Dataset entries
╔══

PR #1538, opened 2019-11-12
Add Chinese localization to navigation menu

ihongda:
Add Chinese localization to navigation menu.


firepick1:
It was very interesting to see how localization is done in LitElement. It is very similar to Vuetify.

ihongda:
Thanks, Karl!
-------------------
It's interesting how "this" is required for LitElement but not Vuetify/Vue.
--
PolymerElement also not need 'this' :smile:

PR #1540, opened 2019-11-13
Rewrite site components in LitElement (8): sc-page-dictionary.js

ihongda:
1. Rewrite sc-page-dictionary.js
2. Use Fetch instead iron-ajax


ihongda:
> You code is very readable with long names. If the lines get too long, sometimes I use abbreviations such as "dict" instead of "dictionary". Shorter lines are easier to read, but if the words get too short, that is also hard to read! No need to change anything, but feel free to experiment with what is easiest for you to read and work with. If it's easy for you to work with, it will probably be easy for others to work with.

Karl, Thank you for your valuable advice!

PR #1545, opened 2019-11-19
Rewrite SC component with litElement:  sc-lzh2en.js

ihongda:
1. Rewrite SC component with litelement: sc-lzh2en.js.
2. Using fetch instead of iron-ajax.


ihongda:
Thank you very much for your help, Karl!

Issue #1448, opened 2019-06-09
Heal the sliced toolbar


sujato:
The static pages use a so-called "prominent" version of the toolbar, with extra height, and including the SC title and logo. When you scroll down, the "prominent" toolbar disappears and is replaced by a "standard" toolbar, as found elsewhere on SC. 

If you open up the Home page and scroll down, you'll see that the toolbar slices into two separate layers as it contracts. There's an unwanted shadow that meaninglessly divides the area. This sometimes creates unfortunate effects.

![Screenshot%20from%202019-06-05%2010-13-56|690x74](https://discourse.suttacentral.net/uploads/default/original/3X/1/4/149b10ce2b18fcbc4aa319bf3bf38d05113f9874.png) 

This is in fact just a leftover from the initial mockup, it was never meant to be like this. We just always had bigger priorities and never got around to fixing it.

The correct transition looks like this:

https://storage.googleapis.com/spec-host-backup/mio-design%2Fassets%2F1d3jb571H-QqU8rMvcvksU1e8-Di0lgu0%2Ftopappbars-behavior-scrolling-prominent-to-regular.mp4

Per Material design Guidelines:

https://material.io/design/components/app-bars-top.html#behavior

The only difference is that we do *not* shrink the title as per the demonstration. Rather, we use the site name and logo on the prominent toolbar, and replace with the page title on the standard toolbar. (See next item).

- **The transition between the "prominent" and "standard" toolbar should be smooth, with no jank or artifacts at any point.**

ihongda:
![Peek 2019-07-15 21-51](https://user-images.githubusercontent.com/4037966/61221332-e3a26500-a74a-11e9-9a41-bcbc18cc402f.gif)

sujato:
This issue is still not solved. Remember, the point of this is that the toolbar must behave in a way that is *elegant and organic*. It must appear in all cases as a **seamless and integrated whole**, not as a bunch of parts clanging together and interfering with each other. The toolbar is the primary thing that people see on SC, and it must work 100% in all cases.

Here is a screencast that shows a number of problems:

![Screencast from 03-08-19 09_50_11(1)](https://user-images.githubusercontent.com/6112010/62404404-59298480-b5d7-11e9-91d8-efe47181b4b9.gif)

1. When you scroll down, the top part of the toolbar covers part of the site title. **The site title must never be covered or clipped by another part of the toolbar.**
[...]

PR #1568, opened 2019-12-09
Attach the Adaptive Tab Bar to the standard toolbar

ihongda:
1. Attach the Adaptive Tab Bar to the standard toolbar
2. Rewrite sc-static-page-selector.js with litelement
3. Reduce horizontal padding for toolbar elements on small screens **when window resize**
4. Improve for : Heal the sliced toolbar #1448

### DIFF
--- a/client/elements/sc-page-selector.js
+++ b/client/elements/sc-page-selector.js
@@ -10,6 +10,7 @@ import { Localized } from './addons/localization-mixin.js';
 import './menus/sc-toolbar.js';
 import './text/sc-segmented-text.js';
 import './text/sc-simple-text.js';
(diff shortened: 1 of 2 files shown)


ihongda:
> I'm always a bit nervous seeing raw numbers in the code like "212". I like to replace them with const declarations that have comments. I know the constants are pre-existing, so you and I are both scratching our heads about what is "212" or "480" or "265". The thing about having numbers naked in the code is that the relationships between them are hard to understand. With comments and const declarations, future maintainers will feel more confident making changes.

Thanks, Karl, 
Indeed, hard code is not a good habit, and I will improve it later in the update.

╚══

INSTRUCTIONS FOR THE TASK>
Your answer should be each line of the data that contains the word "localization", copied as it stands.

EXPECTED ANSWER>
Add Chinese localization to navigation menu
Add Chinese localization to navigation menu.
It was very interesting to see how localization is done in LitElement. It is very similar to Vuetify.
@@ -10,6 +10,7 @@ import { Localized } from './addons/localization-mixin.js';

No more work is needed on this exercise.